O tema central do evento já era potente: “Emancipação e Saúde: Decolonialidade, reparação e reconstrução crítica”. E foi nesse espaço que conseguimos propor e realizar a primeira mesa de debate sobre gordofobia pelos estudos do corpo gordo. Sim, pessoas gordas falando sobre seus próprios corpos, suas pesquisas  e suas experiências. Parece óbvio, mas acreditem: foi uma jornada árdua para chegar lá.

A Proposta: Falar Sobre Gordofobia na Saúde

A ideia da mesa “Gordofobia: violências em saúde” surgiu da necessidade urgente de trazer para o debate o atendimento precário e muitas vezes desrespeitoso que as pessoas gordas enfrentam no sistema de saúde. A gordofobia, infelizmente, ainda é uma lógica que permeia práticas médicas, dificultando tratamentos e criando barreiras que impedem a promoção da saúde para corpos gordos.

Nossa proposta era  trazer novos saberes decolonizados e questionar o paradigma da obesidade, que patologiza corpos fora de padrões normativos. Queríamos falar sobre as violências estruturais, o preconceito epistemológico e a urgência de despatologizar os corpos gordos. Além disso, destacar as resistências construídas por pessoas gordas através da arte, cultura e ativismo.

A Primeira Barreira: A Rejeição da Proposta

Quando enviamos a proposta, veio a resposta: não seria possível incluir nossa mesa porque havia muitas inscrições. Foi um balde de água fria. Mas quem me conhece sabe que eu não desisto fácil. Olhei toda a programação e percebi que não havia absolutamente nada sobre gordofobia pelos estudos do corpo gordo. Isso me indignou profundamente.

Então, comecei a mobilizar pessoas, enviei inúmeros e-mails para a organização do evento, argumentei, discuti e pedi uma revisão na seleção. Depois de muita insistência, recebemos a notícia: nossa mesa foi aprovada! Foi uma vitória suada, mas só o começo do desafio.

O Dia da Mesa: Um Encontro com Resistências

No dia da mesa, chegamos ao auditório no Centro de Biociências sob o calor típico de Recife. Encontrei um grupo de pessoas do lado de fora do auditório. Perguntei por que não estavam lá dentro no ar condicionado e ouvi relatos de que estavam se sentindo mal com o que estava sendo dito lá dentro. Entramos juntEs.

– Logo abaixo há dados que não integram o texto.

PR #1143, opened 2019-04-26
OXT-1571: [libxl] Retry on pci add failure for PT GPU

crogers1:
Recent changes in the platform have exposed a race condition
  between libxl and the stubdomain. When libxl sends the qmp command
  for "device_add" to QEMU, pcifront has not yet finished setting
  up the sysfs entries for the passthrough GPU. This causes QEMU
  to fail to find these entries, one example is

  "received an error message from QMP server: Could not open
  '/sys/bus/pci/devices/0000:01:00.0/config': No such file or directory"

  This patch introduces a retry loop with a short timeout to give
  pcifront some time to initialize the sysfs nodes before libxl
  decides to error and completely fail domain creation.

  OXT-1571

### DIFF
--- a/recipes-extended/xen/files/libxl-retry-qmp-pci-add.patch
+++ b/recipes-extended/xen/files/libxl-retry-qmp-pci-add.patch
@@ -1,0 +1,26 @@
+--- a/tools/libxl/libxl_qmp.c
++++ b/tools/libxl/libxl_qmp.c
+@@ -876,6 +876,7 @@ int libxl__qmp_pci_add(libxl__gc *gc, in
+     libxl__json_object *args = NULL;
+     char *hostaddr = NULL;
+     int rc = 0;
++    int i = 0;
+ 
+     qmp = libxl__qmp_initialize(gc, domid);
+     if (!qmp)
+@@ -907,8 +908,13 @@ int libxl__qmp_pci_add(libxl__gc *gc, in
+     if (pcidev->permissive)
+         qmp_parameters_add_bool(gc, &args, "permissive", true);
+ 
+-    rc = qmp_synchronous_send(qmp, "device_add", args,
+-                              NULL, NULL, qmp->timeout);
++    do {
++        rc = qmp_synchronous_send(qmp, "device_add", args,
++                                  NULL, NULL, qmp->timeout);
++        if (rc)
++            sleep(1);
++    } while (rc && (++i < 15));
++
+     if (rc == 0) {
+         rc = qmp_synchronous_send(qmp, "query-pci", NULL,
+                                   pci_add_callback, pcidev, qmp->timeout);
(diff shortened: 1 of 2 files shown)


crogers1:
This was tested successfully with windows 10 tools, Nvidia Quadro K2000 GPU passthrough.

jandryuk:
Did you consider a watch on the sub-device state in XenStore?  It may be a pain since PCI has those weird sub-devices.  You'd have to match the BDF to determine the sub-device number and then check the state-N key.  That's assuming that state is updated in a way that indicates the sysfs nodes are ready.

crogers1:
@jandryuk it's tough to tell just by watching and logs, would need to test it out.

jean-edouard:

recipes-extended/xen/files/libxl-retry-qmp-pci-add.patch
```diff
@@ -0,0 +1,28 @@
...
++    int i = 0;
+ 
+     qmp = libxl__qmp_initialize(gc, domid);
+     if (!qmp)
+@@ -880,8 +881,17 @@ int libxl__qmp_pci_add(libxl__gc *gc, in
+     if (pcidev->permissive)
+         qmp_parameters_add_bool(gc, &args, "permissive", true);
+ 
++    
+     rc = qmp_synchronous_send(qmp, "device_add", args,
```
jean-edouard: IMO this call should be replaced by the loop, instead of being duplicated there.

crogers1: I'd have to initialize rc to something non-zero or else I have no way to get in the loop

jean-edouard: Remove this line and the `if` below, swap the sleep and the qmp call, and done :)

crogers1:
Broke something with that push, hold on

crogers1:
Updated and tested with Jed's suggestion to not duplicate the qmp_synchronous_send call

recipes-extended/xen/files/libxl-retry-qmp-pci-add.patch
```diff
@@ -0,0 +1,25 @@
...
+@@ -907,8 +908,12 @@ int libxl__qmp_pci_add(libxl__gc *gc, in
+     if (pcidev->permissive)
+         qmp_parameters_add_bool(gc, &args, "permissive", true);
+ 
+-    rc = qmp_synchronous_send(qmp, "device_add", args,
+-                              NULL, NULL, qmp->timeout);
++    do {
++        rc = qmp_synchronous_send(qmp, "device_add", args,
++                                  NULL, NULL, qmp->timeout);
++        sleep(1);
```
jandryuk: This will always sleep.
```
if (rc)
    sleep(1);
```
To avoid it on success.

Have you measured the maximum number of tries you've needed for the problematic GPU?  I wonder about shortening the sleep below 1 second and potentially increasing the maximum iterations.

crogers1: On my box it takes 1 try before it succeeds.  Will update with the if (rc) to prevent sleep on success for first iteration

jean-edouard:
Merging soon.

PR #1145, opened 2019-04-26
STABLE-9: Fix forward seal: Revert "lvm udev rules: avoid trying to create bad …

jandryuk:
…symlinks"

This reverts commit aa1aea57a722c6e5740922e5d0be770b3605609d.

"lvm udev rules: avoid trying to create bad symlinks" broke forward
sealing during upgrade.  The forward seal was performed against root.old
since the symlinks weren't updated properly.

The upgrade LV operations are roughly:
lvremove root.old
lvcreate root.new
lvrename root root.old
lvrename root.new root

At the point of forward seal, we mount /dev/xenclient/root and chroot
in.  Here is the ls output at that time:

brw-------. 1 root root 253, 7 Apr 26 11:45 /dev/mapper/xenclient-root
brw-------. 1 root root 253, 6 Apr 26 11:45 /dev/mapper/xenclient-root.old
lrwxrwxrwx. 1 root root      7 Apr 26 12:27 /dev/xenclient/root -> ../dm-6
lrwxrwxrwx. 1 root root      7 Apr 26 12:27 /dev/xenclient/root.old -> ../dm-7

/dev/xenclient/root still points to dm-6 which is actually root.old.

Reverting this patch lets udev overwrite the device nodes so that
/dev/xenclient/root properly symlinks to dm-7.

They start out as:
lrwxrwxrwx. 1 root root      7 Apr 26 12:13 /dev/xenclient/root -> ../dm-6
lrwxrwxrwx. 1 root root      7 Apr 26 12:13 /dev/xenclient/root.old -> ../dm-7
and are then updated appropriately:
lrwxrwxrwx. 1 root root      7 Apr 26 12:33 /dev/xenclient/root -> ../dm-7
lrwxrwxrwx. 1 root root      7 Apr 26 12:33 /dev/xenclient/root.old -> ../dm-6

(cherry picked from commit 7b18e8f619eb3f717f5d1457e5ec1b6a1de169ba)


jean-edouard:
Merging soon.

PR #1146, opened 2019-04-26
[seal-system] Use dd and iflag=direct

crogers1:
Calling sha256sum on the root_dev for computing pcr15 hash
  can fail to compute the correct hash if there are cached writes
  hanging about. The 'direct' flag bypasses the buffer cache
  to read the root dev accurately.

  OXT-1583

### DIFF
--- a/recipes-openxt/openxt-measuredlaunch/openxt-measuredlaunch/seal-system
+++ b/recipes-openxt/openxt-measuredlaunch/openxt-measuredlaunch/seal-system
@@ -251,7 +251,12 @@ forward)
     # During early init, rootfs is hashed and is given to
     # tpm_extend which for tpm1.2 hashes the rootfs hash again and
     # hands that value to the TPM to be extended into PCR 15
-    root_hash=$(${hashalg}sum ${root_dev}|cut -f1 -d' ')
+
+    # Use dd here to perform direct I/O. On some machines in some cases, stale data in
+    # the storage layer, or perhaps the disk cache, causes sha256sum {root_dev} to compute
+    # an incorrect hash, leading to a bad PCR15 value. Direct I/O always computes an accurate hash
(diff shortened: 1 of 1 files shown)


jandryuk:
Is this PR addressing something seen in a normal OTA or under testing when manually changing the rootfs - i.e. `rw ; touch /foo ; ro`?

The commit messages says you want to avoid the buffer cache, but don't you need to take all pending writes into account?  Does `iflag=direct` bypassing the cache or force coherency by forcing the writeback of outstanding data?  Is `sync` sufficient to force consistency?

crogers1:
This is something found while manually changing the rootfs, as in your example.

I'm double checking ```sync```, but I think it's not enough in this case. I'm also trying to find more documentation about direct I/O as it relates to reads with dd.  "bypassing" I suppose isn't quite right, if we're getting an accurate measure of the drive by using it.  Might take a little time.

crogers1:
@jandryuk it still repros with ```sync```

crogers1:
There must be something stale in the read cache causing sha256sum to produce a bad checksum, yet direct IO with ```dd``` to succeed.

jandryuk:
Thanks for checking `sync`.

I think it would be the other way - not something stale in the read cache, but something stale (un-written) on the block device.  The storage stack is something like VFS, ext4, LVM, sda.  Seems to me the VFS layer could have new data, but hashing the block device gives the old data.

How `iflags=direct` makes it consistent - I don't know.  It does seem to slow the hashing down a little - 5s vs. 6.5s in a quick test - which gives more time for a pending write to be flushed.  Why did you think to try it?

Anyway, a code comment explaining the non-obvious use of dd would be good.

jean-edouard:

jean-edouard:

jean-edouard:
Merging soon.

PR #1147, opened 2019-04-29
OXT-1574: [xen] Drop hide-cores-from-cpuid.patch

crogers1:
This patch was preventing Windows 10 guests from seeing an accurate
  count of vcpus assigned. It was originally intended for XP
  support, but now that XP is officially end of life and breaking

O cenário era desconfortável: um grupo majoritariamente branco e magro falando sobre “obesidade” de forma biologicista e violenta, ignorando completamente a presença das pessoas gordas ali na sala. Foi um momento difícil. Quem é gordo sabe como essas situações podem disparar gatilhos emocionais. Mas decidimos resistir.

Quando abriram para falas, levantei a mão e expus como aquela experiência tinha sido violenta. Falei sobre o desrespeito em ignorar nossa presença ali e como era urgente promover um debate mais ético e inclusivo. Uma das coordenadoras pediu desculpas, mas eu destaquei que não era só sobre desculpas – era sobre respeito, informação e dignidade.

A Nossa Voz Foi Ouvida

Depois disso, começamos nossa palestra. Aos poucos, mais pessoas foram chegando. O auditório lotou. E ali aconteceu algo mágico: entregamos uma fala potente, revolucionária e emocionante. As pessoas aplaudiram de pé. Foi um momento que nunca vou esquecer.

Toda a luta para ocupar aquele espaço fez sentido naquele instante. Foi uma prova viva de que nossas vozes importam e que é possível transformar espaços tradicionalmente excludentes em lugares de acolhimento e resistência.

Essa experiência me ensinou muito sobre persistência e sobre como é importante ocupar espaços onde nossas vozes ainda são silenciadas ou ignoradas. A luta contra a gordofobia é diária, mas momentos como esse renovam nossa força e mostram que estamos no caminho certo.

Ali, naquelas palmas e o auditório lotado tudo fez sentido, por toda luta, insistência, violência que passamos para ocupar aquele espaço, aquela fala, aquele encontro!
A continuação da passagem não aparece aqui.